Bug 60140 - OOM caused by Memory Leak in FileBackedDataSource
Summary: OOM caused by Memory Leak in FileBackedDataSource
Status: RESOLVED FIXED
Alias: None
Product: POI
Classification: Unclassified
Component: POIFS (show other bugs)
Version: 3.15-dev
Hardware: PC All
: P2 major (vote)
Target Milestone: ---
Assignee: POI Developers List
URL:
Keywords:
Depends on:
Blocks:
 
Reported: 2016-09-15 00:13 UTC by Luis Filipe Nassif
Modified: 2017-01-30 03:09 UTC (History)
1 user (show)



Attachments

Note You need to log in before you can comment on or make changes to this bug.
Description Luis Filipe Nassif 2016-09-15 00:13:46 UTC
Investigating TIKA-2058, we discovered HeapByteBuffers are being cached unnecessarily into buffersToClean, because they need no special unmapping, when datasource is not writable.

A single instance of FileBackedDataSource consumed 5.7GB of heap, triggering OOM.

More details on https://issues.apache.org/jira/browse/TIKA-2058

Patch will be attached.
Comment 1 Tim Allison 2016-09-15 00:20:26 UTC
r1760816

Thank you!
Comment 2 Luis Filipe Nassif 2016-09-15 00:35:06 UTC
POI is supposed to support/write to files larger than 2GB? If not, I can propose a new patch to reduce the number of mmapping when the file is writable.
Comment 3 Dominik Stadler 2016-09-15 07:13:45 UTC
Yes, it should be able, although we have at least one bug-entry stating that some versions of zip-implementations cause issues when opening the zipped-XML-based file formats. 

Please create a separate Bug and attach the patch there so we can discuss it post-3.15 release.
Comment 4 Marcus Lundblad 2017-01-26 15:12:05 UTC
Luis Filip Nassif:

Hi did you have any progress on the patch to reduce the number of mmappings?
We get some OOM exception in FileBackedDataSource.

Trying to create an NPOIFileSystem like this:

result = new NPOIFSFileSystem(file, false);

Then reading entries from the file to compute a hash over all content and at the end appending an additional DocumentEntry.

But we get an OOMException when reading the data (the data is read piece-by-piece into a 1024 byte buffer and is not kept around).
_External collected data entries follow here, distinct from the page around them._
PR #653, opened 2024-05-04
Taskbar Thumbnail Reorder v1.0.7

m417z:
* Added an online symbol cache mechanism as a temporary workaround for the unavailable Microsoft symbols. Currently, this makes the mod work on Windows 11 versions 22631.3447 and 22631.3527. For more details, refer to [the relevant blog post](https://ramensoftware.com/windhawk-and-symbol-download-errors).

### DIFF
--- a/mods/taskbar-thumbnail-reorder.wh.cpp
+++ b/mods/taskbar-thumbnail-reorder.wh.cpp
@@ -2,14 +2,14 @@
 // @id              taskbar-thumbnail-reorder
 // @name            Taskbar Thumbnail Reorder
 // @description     Reorder taskbar thumbnails with the left mouse button
-// @version         1.0.6
+// @version         1.0.7
 // @author          m417z
 // @github          https://github.com/m417z
 // @twitter         https://twitter.com/m417z
 // @homepage        https://m417z.com/
 // @include         explorer.exe
 // @architecture    x86-64
-// @compilerOptions -lcomctl32 -lversion
+// @compilerOptions -lcomctl32 -lversion -lwininet
 // ==/WindhawkMod==
 
 // Source code is published under The GNU General Public License v3.0.
@@ -48,6 +48,7 @@ or a similar tool), enable the relevant option in the mod's settings.
 // ==/WindhawkModSettings==
 
 #include <commctrl.h>
+#include <wininet.h>
 
 #include <algorithm>
 #include <string>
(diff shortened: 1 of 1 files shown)


AndroidDeveloperLB:
Say, is this only for the thumbnails, or also for the tasks in case it's not grouped?
For example if there are multiple tasks of the same app, and I want to reorder them, would it let me?

m417z:
@AndroidDeveloperLB Yes, the order of the grouped taskbar items is synchronized with the order of the thumbnails.

AndroidDeveloperLB:
@m417z Doesn't seem to work. It moves the entire group.

Watch:
[2024-07-23_03-46-51.zip](https://github.com/user-attachments/files/16341396/2024-07-23_03-46-51.zip)

m417z:
Moving items on the taskbar moves the entire group. Reordering thumbnails changes the order of the group on the taskbar, too, which is what I thought you were asking.

AndroidDeveloperLB:
@m417z Sorry but I don't understand. I asked about dragging of tasks.
Are you saying that I can drag the thumbnails, which will also change order of tasks?
If so, for some reason it doesn't work for me, perhaps because of a combination of the mods I've chosen?
Only when "Customize the old taskbar on Windows 11" is turned off, it works, but even then with various glitches. 

Please check it out:

[Carnac_2024-07-23_10-51-56.zip](https://github.com/user-attachments/files/16345452/Carnac_2024-07-23_10-51-56.zip)

Can you please create a mod to change the order of the tasks by dragging the tasks themselves? It was possible using "7+ Taskbar Tweaker" in the past...

m417z:
> Are you saying that I can drag the thumbnails, which will also change order of tasks?

Yes.

> Only when "Customize the old taskbar on Windows 11" is turned off, it works, but even then with various glitches.

Since you aren't using the old taskbar, you don't need to turn it on.

You can see on 00:50 that it works, you can re-order the items.

> Can you please create a mod to change the order of the tasks by dragging the tasks themselves? It was possible using "7+ Taskbar Tweaker" in the past...

I think that what you're looking for is the [Disable grouping on the taskbar](https://windhawk.net/mods/taskbar-grouping) mod.

AndroidDeveloperLB:
> you don't need to turn it on
I don't think I enabled it. Was turned on when installed.

> You can see on 00:50 that it works, you can re-order the items.
I know. That's why I wrote "...it works, but even then with various glitches.".

About the "Disable grouping on the taskbar ", it doesn't seem to do anything at all, even if I try to change its settings and disable other relevant mods

m417z:
From the description:

> Note: After enabling the mod, the relevant windows must be reopened to apply the grouping settings.

m417z:
> What I have is already ungrouped, no?

What you have is what I call "grouped, not combined". Not a single button, but still stuck together - move together, have thumbnails together. The taskbar-grouping mod makes all items completely separated.

AndroidDeveloperLB:
@m417z I see. In the past I had just "7+ Taskbar Tweaker" that had it all. Now I have multiple mods here.
Hopefully they will all work nicely together.

Thank you very much.

m417z:
Having them as separate mods have advantages. For example, if one of the mods stops working, you can still use the other mods.

AndroidDeveloperLB:
@m417z Most choices in life have advantages and disadvantages
:)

Caused by: java.io.IOException: Map failed
	at sun.nio.ch.FileChannelImpl.map(FileChannelImpl.java:940) [rt.jar:1.8.0_111]
	at org.apache.poi.poifs.nio.FileBackedDataSource.read(FileBackedDataSource.java:94) [poi-3.16-beta1.jar:3.16-beta1]
	at org.apache.poi.poifs.filesystem.NPOIFSFileSystem.getBlockAt(NPOIFSFileSystem.java:484) [poi-3.16-beta1.jar:3.16-beta1]
	at org.apache.poi.poifs.filesystem.NPOIFSStream$StreamBlockByteBufferIterator.next(NPOIFSStream.java:169) [poi-3.16-beta1.jar:3.16-beta1]
	... 85 more
Caused by: java.lang.OutOfMemoryError: Map failed
	at sun.nio.ch.FileChannelImpl.map0(Native Method) [rt.jar:1.8.0_111]
	at sun.nio.ch.FileChannelImpl.map(FileChannelImpl.java:937) [rt.jar:1.8.0_111]
	... 88 more
Comment 5 Luis Filipe Nassif 2017-01-30 03:09:40 UTC
Hi Marcus,

No, I have not tried to write the patch, because the need to handle files larger than 2GB.

Are you using a x64 jvm? Have you tried to increase ulimit system setting?